Он и в шайбе так над нами потешался. Приехал из Кисловодска, где травму залечивал, шайбу в глаза не видел — так в первом же матче восемь голов «Спартаку» забил! А потом перешел к Василию Иосифовичу — за деньги, за погоны... Но в том матче Бобер за все со мной рассчитался!
— Это как?
— Отловил я Бобра, принял на плечо — ему больно, это ясно. А тот после момент улучил, когда я расслабился, — и ка-а-к клюшкой дал по нижней губе!
— Теперь и вам больно.
— Если у меня шесть зубов разом вылетело — как думаете, больно? Во рту языком их чувствовал. Бобра, конечно, с поля выгнали, а я в больницу полетел. Зубы назад вправлять.
— На «скорой»?
— Нет, у меня свой «Москвич» стоял у стадиона. На нем. Вставили мне зубы обратно, но дерьмово получилось. Потом друг-доктор посмотрел на это дело: «Что их жалеть, — давай вырвем все?» Ну и вырвал. Протез поставил.

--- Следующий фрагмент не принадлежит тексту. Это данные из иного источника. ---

PR #1266, opened 2026-07-01
Fix bug in Iceberg to Arrow String Filter Conversion

scott-routledge2:

There was a bug in make unique where it would replace the name of a variable multiple times.

For example if your string was "f0 f1" and your new names are {f0: f1, f1: f2}, it would first replace f0 with f1, making the string "f1 f1" then it would replace f1 with f2 making it "f2 f2". 

This bug was exposed because previously our iceberg filters were left-heavy but after switching to the dataframe library they became right-heavy. For some reason.

So for example 

AND(AND(x,y),z) is now AND(x, AND(y,z)).

## Testing strategy

New test added for this case

## Checklist

### DIFF
--- a/bodo/io/iceberg/filter_conversion.py
+++ b/bodo/io/iceberg/filter_conversion.py
@@ -46,8 +46,9 @@ class _ConvertToArrowExpressionStringAndScalar(
             (right_rename_map[name], value) for name, value in right_child[1]
         ]
         # Rename the right child names in the expression string
+        # Matches whole words that are not inside {} and are in the right_rename_map
         pattern = re.compile(
-            r"\b(" + "|".join(map(re.escape, right_rename_map)) + r")\b"
+            r"(?<!\{)\b(" + "|".join(map(re.escape, right_rename_map)) + r")\b(?!\})"
         )
         right_child_expr = pattern.sub(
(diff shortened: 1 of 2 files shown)


bodo/io/iceberg/filter_conversion.py
```diff
@@ -45,9 +46,13 @@ def make_names_unique(
             (right_rename_map[name], value) for name, value in right_child[1]
         ]
         # Rename the right child names in the expression string
-        right_child_expr = right_child[0]
-        for old_name, new_name in right_rename_map.items():
-            right_child_expr = right_child_expr.replace(old_name, new_name)
+        pattern = re.compile(
```
scott-routledge2, line 54: Using regex to replace everything at once instead of one at a time.

Also if you have a lot of variables on the right side, replace("f1", "fX") would replace f1 and also the f1 in f10.

IsaacWarren (approved):
Thanks Scott

bodo/io/iceberg/filter_conversion.py
ehsantn: Let's add this comment in the code to clarify the reason for using regex.

ehsantn (approved):
Thanks Scott.

PR #1267, opened 2026-07-01
Validate arguments of Series _cmp_method with scalar input.

scott-routledge2:

Pandas raises a type error for certain comparisons between Series and scalar values that we currently do not have. We either throw a runtime error or return wrong results in those cases.

Wrong result examples include string series < date scalar
While runtime (i.e. plan execution) error examples include struct series < int scalars

The issue is that Pandas allows pretty much any scalar type to be compared to an empty Series. This PR adds an extra validation check that calls _cmp_method with a representative value to handle those cases. 

## Checklist

### DIFF
--- a/bodo/pandas/series.py
+++ b/bodo/pandas/series.py
@@ -225,6 +225,7 @@ class BodoSeries(pd.Series, BodoLazyWrapper):
         assert isinstance(empty_data, pd.Series), "_cmp_method: Series expected"
 
         lhs_plan, lhs, rhs = _handle_series_binop_args(self._plan, other)
+
         # Match the source plans of lhs and rhs, if they don't match return None, None
         lhs, rhs = match_binop_expr_source_plans(lhs, rhs)
         if lhs is None and rhs is None:
--- a/bodo/pandas/series.py
+++ b/bodo/pandas/series.py
@@ -10,7 +10,6 @@ import typing as pt
 import warnings
 from collections.abc import Callable, Hashable
 from concurrent.futures import ThreadPoolExecutor
-from decimal import Decimal
 
 import numpy
 import numpy as np
@@ -2509,9 +2508,6 @@ def representative_value_for_arrow_type(dtype: pa.DataType):
     if pa.types.is_floating(dtype):
         return 0.0
 
-    if pa.types.is_decimal(dtype):
-        return Decimal("0")
-
     if pa.types.is_string(dtype) or pa.types.is_large_string(dtype):
         return ""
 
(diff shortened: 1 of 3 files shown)


bodo/tests/test_df_lib/test_frontend.py
```diff
@@ -417,3 +418,33 @@ def test_timestamp_now():
...
+    "data, value",
+    [
+        pytest.param(["1994-12-31"], date(1995, 1, 1), id="string_series"),
+        pytest.param(
+            [{"A": 1.1, "B": {"A": date(1995, 1, 1)}}],
+            date(1995, 1, 1),
+            id="struct_series",
+        ),
+        pytest.param([[False, True, True]], date(1995, 1, 1), id="list_series"),
+        pytest.param([datetime(1995, 1, 1)], date(1995, 1, 1), id="datetime_series"),
```
scott-routledge2, line 435: Pandas raises an error when comparing date/datetime and datetime/date
Also timestamp with timezone vs timestamp without

ehsantn: Let's add this comment to the code.

bodo/pandas/series.py
```diff
@@ -2491,6 +2494,78 @@ def is_numeric(other):
...
+        return datetime.date(2000, 1, 1)
+
+    if pa.types.is_timestamp(dtype):
+        tz = dtype.tz
+        if tz is not None:
+            return pd.Timestamp("2000-01-01 00:00:00", tz=tz)
+        return pd.Timestamp("2000-01-01 00:00:00")
+
+    if pa.types.is_time32(dtype) or pa.types.is_time64(dtype):
+        return datetime.time(0, 0, 0)
```
ehsantn, line 2528: Does Pandas support time value comparison? Does this need to be an Arrow scalar instead of datetime.time?

ehsantn (approved):
Thanks, Scott.

DrTodd13 (approved):

bodo/pandas/series.py
scott-routledge2: Comparing a time series with a datetime.time works, but comparing with a pyarrow scalar gives an error.

scott-routledge2: Actually I was mistaken, a pa.scalar(time(0,0,0)) raises an error in both Bodo and Pandas because we rely on:
`empty_data = zero_size_self._cmp_method(zero_size_other, op)`

Which gives an error:
`NotImplementedError: lt not implemented for <class 'pyarrow.lib.Time64Scalar'>`

But while the following code works in Pandas:

``` python
df = pd.Series([time(10, 0, 0)], dtype=pd.ArrowDtype(pa.time64("ns")))

print(df <= time(10, 0, 0))
```

Bodo throws an error:
`NotImplementedError: Unknown expr type in make_const_expr <class 'datetime.time'>`

scott-routledge2: Opening a followup issue to support datetime.time values in plans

Драка в ресторане гостиницы «Москва»
— Бобров-то покаялся?
— Слушай дальше. На следующий день сборной уезжать на чемпионат мира — а Всеволода Михайловича не берут.
— Из-за этого?
— Только из-за этого! Дескать, хулиган, бандит, все такое... Я лежал с загипсованным лицом — так Бобров ко мне пришел. Коньяк принес, водку. Я хоть загипсованный, все равно обе бутылки с ним убрал, через сосочку. Шепчу ему: «Я тебя прощаю!» — «Надо написать...» Написал я бумагу, что претензий не имею, Бобров ее в Спорткомитет отвез. Подружились мы после этого с Всеволодом Михайловичем. Он поехал на чемпионат мира и стал лучшим игроком. Всю Канаду один обыграл. Я по телевизору передачу недавно смотрел про этот чемпионат — плакал! Бобер канадцев швырял как хотел!
— Бобров вообще лихой мужик был. Подраться не дурак.
— Ооо, конечно! Сколько я его выручал после этих приключений... Как-то, поддатый, отлупил кого-то в ресторане гостиницы «Москва». Знаешь, с чего пошло?
— С чего?
— С ерунды. Наступил кому-то в лифте на ногу. А тот мужик вспылил: «Да я тебе сейчас дам!» А Севке таких вещей говорить нельзя было, — вот и врезал. С размаху. Потом мне звонит: «Я в милиции, гостиница «Москва». Толя, приезжай, выручай...»
Я на машине туда лечу. Стараюсь выручить. Того мужика уговариваю, деньги сую. Не берет, дурак... Всеволода Михайловича наказали тогда. Чуть ли не сняли «заслуженного» на какое-то время. Ну и другие случаи были.
— Какие?
— Ехал как-то по Ленинградскому шоссе на машине, недалеко от стадиона «Динамо». Автобус в него въехал, машину расколотил. Тут же милиция. А я на Октябрьской жил, ехать всего ничего. Кому звонит?
— Вам, конечно.
— Мне. «Толя, скорее сюда, твой друг приехал — начальник ГАИ...» Приезжаю и договариваюсь: рапорт Боброва и водителя автобуса меняем местами. Одного делаем пьяным, другого — трезвым. А я уже в Спорткомитете работал, туда «телега» на Боброва пришла: «пьяный, безобразил»... А я возразил: не надо говорить. Надо документы читать, вот рапорт. «Да это вы все вдвоем подстроили!»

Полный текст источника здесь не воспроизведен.